From an engineering standpoint, the cost of OLAP consists of (roughly) the following: data ingestion, pre-computation and ETL, computation, data store and access, redundancy, COGS cost for running on staging and dev environments, and most importantly, engineering cost.
The Team owning the data pipeline and OLAP should definitely have the visibility to their own cost of the system. - future proof
Creating a system that can grow from 1x to 100x is as hard as creating a system from 0 to 1, if not harder. Being future-proof doesn’t only mean handling more traffic but also making it available to handle more sources of data and more shapes of data.
This requires us to start from the data, to have a customer-centric mindset with a deep understanding of the business. - development velocity
For what it is worth, development velocity trumps many of the points above. We want fast iterations. We want to test the market and users’ reactions with faster releases. Often, when given the task of ‘building an OLAP’ to solely engineering teams, people focus more on the ability to scale rather than the time to deliver. This unfortunately happened to me multiple times and I have learned it the hard way.

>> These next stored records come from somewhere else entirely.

PR #320, opened 2025-08-07
fix: set openai library upperbound to 1.99.1

batjandra:
With the release of GPT-5, OpenAI seemed to have introduced breaking changes to their oai library. For instance, doing 

`from art.model import Model` 

will lead to 

`cannot import name 'Function' from 'openai.types.chat.chat_completion_message_tool_call'`. 

Setting the upper bound to 1.99.1 fixes the above issue.


bradhilton:
Thanks @batjandra!

PR #322, opened 2025-08-08
Cleanup jupyter notebook logs

Kovbo:
Our examples have unnecessary logs from previous runs. Some of them contain crashes and errors. We can remove them.

Separately, I wanted to use the latest version of ART in our examples, but realized it doesn’t work on T4 GPUs.
The vLLM v1 engine doesn’t plan to support them, and vLLM v0.10.0 drops support for the v0 engine.
We should consider other options for hosting our examples, or possibly come up with a workaround.
@bradhilton, is there a way to use vLLM 0.9.0 for examples without messing with the codebase and still being on the latest art version?


bradhilton:
oh, interesting. are you sure it drops support for v0? i thought I've still been seeing v0 in the logs.

perhaps we support 0.9.2 through 0.10.0 and pin it to 0.9.2 in the colab notebooks

Kovbo:
They say they have already [started removing v0 in v0.10](https://github.com/vllm-project/vllm/issues/18571):
> v0.9: Last supported version of the V0 engine, with frozen features and continued testing.
> v0.10: Version marking the start of V0 code removal.
> v0.11: First version without any V0 components.

It would be good if we could keep supporting v0.9 just for Colab.

PR #353, opened 2025-08-21
Add `just-the-facts` example

arcticfly:
This is a pretty basic example of a Qwen 2.5 14B model learning to give unbiased summaries of news articles, similar to SummaryRL. Nothing groundbreaking, but it does show how to use several LLM-based checks in conjunction with one another.

### Changes
* Add `just-the-facts` example
* Allow percent bar chart to include percents with decimals


bradhilton (approved):
NICE!

PR #354, opened 2025-08-22
Update notebooks

Kovbo:
We can run the latest version of ART in Google Colab!

Also, Google Colab recently updated its version of PyTorch, so we need an extra installation step similar to how [Unsloth does it](https://colab.research.google.com/github/unslothai/notebooks/blob/main/nb/Qwen3_(4B)-GRPO.ipynb#scrollTo=VMOgDrPItgoO).


bradhilton (approved):
LGTM

PR #372, opened 2025-08-27
Pin gql verion to fix 

Kovbo:
`gql` v4 breaks Weave launch during model registration:
```
"/root/sky_workdir/.venv/lib/python3.10/site-packages/weave/wandb_interface/wandb_api.py"
SyncClientSession.execute() takes 2 positional arguments but 3 were given
```
Let's pin gql as we do in notebook examples.

### DIFF
--- a/pyproject.toml
+++ b/pyproject.toml
@@ -1,6 +1,6 @@
 [project]
 name = "openpipe-art"
-version = "0.4.10"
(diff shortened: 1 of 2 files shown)


corbt:
looks like due to https://github.com/wandb/weave/issues/5288

PR #388, opened 2025-09-02
`LocalBackend._monitor_openai_server` improvement

giladfrid009:
- Do not add additional load the server while performing health-check by sending inference requests; rather check if the actual model is loaded on the server via `openai_client.models.retrieve`
- added configurable timeout for the health check via env variable `"ART_SERVER_MONITOR_TIMEOUT"`


giladfrid009:
@bradhilton requesting review :)

PR #426, opened 2025-10-05
Add client-side error capturing

Kovbo:
Fixed an issue where failed serverless training jobs would never report a failure to the client.
Errors are now thrown and logged to the console.


bradhilton (approved):
Good addition!

PR #446, opened 2025-10-28
ENH: Improve assertion error message for content type

freddiev4:
Enhance assertion for content type in message dictionary.

Came across this when testing this out with a tool-call and the assertion / why it was failing was not obvious


arcticfly (approved):
Thanks @freddiev4!

freddiev4:
> Thanks @freddiev4!

np! Looks like you’ll need to merge as I don’t have permission

PR #525, opened 2026-01-20
SFT preprocessing

angkywilliam:


bradhilton (changes requested):
can we move the unsloth zoo import into the `tokenize_sft_batches` function? importing unsloth zoo at the file level may make this file unusable on macOS (for Tinker usage, for example).

PR #526, opened 2026-01-20
Fix OpenAI temperature handling

corbt:
Allow temperature=0.0 to pass through to Tinker sampling params by only defaulting to 1.0 when unset.


bradhilton (commented):
looks like there's an issue with the quality checks

PR #187, opened 2020-03-17
[SRVKS-468] Support nightly versions of OCP4.3 too.

markusthoemmes:
https://issues.redhat.com/browse/SRVKS-468 for more context. This allows any prerelease versions to pass the version check as well, which is what we want.

### DIFF
--- a/olm-catalog/serverless-operator/1.6.0/serverless-operator.v1.6.0.clusterserviceversion.yaml
+++ b/olm-catalog/serverless-operator/1.6.0/serverless-operator.v1.6.0.clusterserviceversion.yaml
@@ -270,7 +270,7 @@ spec:
                     - name: OPERATOR_NAME
                       value: "knative-serving-openshift"
                     - name: MIN_OPENSHIFT_VERSION
-                      value: "4.3.0"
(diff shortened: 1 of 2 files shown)


olm-catalog/serverless-operator/1.6.0/serverless-operator.v1.6.0.clusterserviceversion.yaml
```diff
@@ -270,7 +270,7 @@ spec:
                     - name: OPERATOR_NAME
                       value: "knative-serving-openshift"
                     - name: MIN_OPENSHIFT_VERSION
-                      value: "4.3.0"
+                      value: "4.3.0-0"
```
mgencur: Are you sure this will work on normal installations (not nightly builds) ?

markusthoemmes: The issue is a semver check for a version that is bigger than or equal to what we define here. By semver's spec, a prerelease is smaller than a "proper" release. So this should just be widening the allowed range. Going to add tests though!

PR #188, opened 2020-03-17
[WIP] [SRVKS-157] Create our own ingress class that has kourier as a child.

markusthoemmes:
To be able to collapse both our ingress state (encoded in Openshift Routes) and the Kourier ingress state (as surfaced in the ingress' status) we're creating a parent-child relationship between the two, where we are in charge of the "openshift" parent and create a non-Openshift child, that is reconciled as usual. Once all routes are ready and the child is ready too, the parent will reflect readiness.


markusthoemmes:
Abandoned for now.

PR #190, opened 2020-03-18
Add techpreview-4.3 and techpreview-4.4 channels

mgencur:
* make it possible to choose a channel in scripts

I added the "techpreview" prefix to the other channels because 1.6 is not yet GA.


markusthoemmes:
The upgrade test failure looks genuine.

mgencur:
Yeah. Pushed a fix.

mgencur:
Looks like it works now:)

PR #191, opened 2020-03-18
[SRVKS-478] Update manifestival to fix transformer bug.

markusthoemmes:
Manifestival 0.3.0 had a bug that caused it to pass the wrong reference to transformers which broke transformers using the scheme.Convert kind of doing things. See https://github.com/manifestival/manifestival/issues/33.

Added a test to prevent us from hitting this with Kourier in the future.


markusthoemmes:

Setup issue.

PR #193, opened 2020-03-18
Update status of KnativeServing at the end of each reconcile cycle.

markusthoemmes:
Instead of updating the status during the reconcile cycle multiple times, we unconditionally (regardless of error or not) do it at the end of each reconcile cycle for a much easier to reason about path of execution.

### DIFF
--- a/knative-operator/pkg/controller/knativeserving/knativeserving_controller.go
+++ b/knative-operator/pkg/controller/knativeserving/knativeserving_controller.go
@@ -71,8 +71,8 @@ func (r *ReconcileKnativeServing) Reconcile(request reconcile.Request) (reconcil
 	reqLogger.Info("Reconciling KnativeServing")
 
 	// Fetch the KnativeServing instance
-	instance := &servingv1alpha1.KnativeServing{}
-	err := r.client.Get(context.TODO(), request.NamespacedName, instance)
+	original := &servingv1alpha1.KnativeServing{}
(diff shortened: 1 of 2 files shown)


knative-operator/pkg/controller/knativeserving/knativeserving_controller.go
```diff
@@ -212,3 +223,20 @@ func finalizerName() string {
...
+
+func (r *ReconcileKnativeServing) updateStatus(desired *servingv1alpha1.KnativeServing) error {
+	ks := &servingv1alpha1.KnativeServing{}
+	err := r.client.Get(context.TODO(), types.NamespacedName{Name: desired.Name, Namespace: desired.Namespace}, ks)
+	if err != nil {
+		return err
+	}
+
+	// If there's nothing to update, just return.
+	if equality.Semantic.DeepEqual(ks.Status, desired.Status) {
```
jcrossley3: There's something about always doing this `DeepEqual` after always doing the same `DeepEqual` (different object) in the caller that tickles my spidey sense.

markusthoemmes: Yeah, the second one is probably not needed here.

markusthoemmes:
/retest

Minscale and weirdo i/o timeouts.

markusthoemmes:
/test 4.4-e2e-aws-ocp-44

GRPCLoadbalancing, at this point I really want 0.13.1 to come out 😂

PR #194, opened 2020-03-18
Prevent more than one KnativeServing CR in any namespace [SRVKS-415]

jcrossley3:


knative-operator/pkg/webhook/knativeserving/webhook_validating.go
```diff
@@ -64,6 +64,7 @@ func (v *KnativeServingValidator) validate(ctx context.Context, ks *servingv1alp
 	stages := []func(context.Context, *servingv1alpha1.KnativeServing) (bool, string, error){
 		v.validateNamespace,
```
markusthoemmes: Do we need to validate the name too or do we not care about the name currently and just care about it being in the "knative-serving" namespace and alone?

markusthoemmes:
/test 4.3-gcp-images

infra flake.

knative-operator/pkg/webhook/knativeserving/webhook_validating.go
markusthoemmes: Answered in Slack, this seems fine.

markusthoemmes:
Only a minscale flake, we can ignore that one. I'm fixing that with an upgrade to 0.13.1 hopefully tomorrow. I'd just like the gcp images to work here.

So, choose the OLAP technology wisely. Do more rounds of tests with different data queries before coming to the decision-making. - on promise VS hosted VS cloud maintained
This can be a subpoint of developer velocity or cost because having everything in-house is cheaper to build apps on but more costly to set up and maintain. There are always tradeoffs and not all of us would have the luxury to choose – like myself, I couldn’t since wherever I go everything is on the same cloud provider.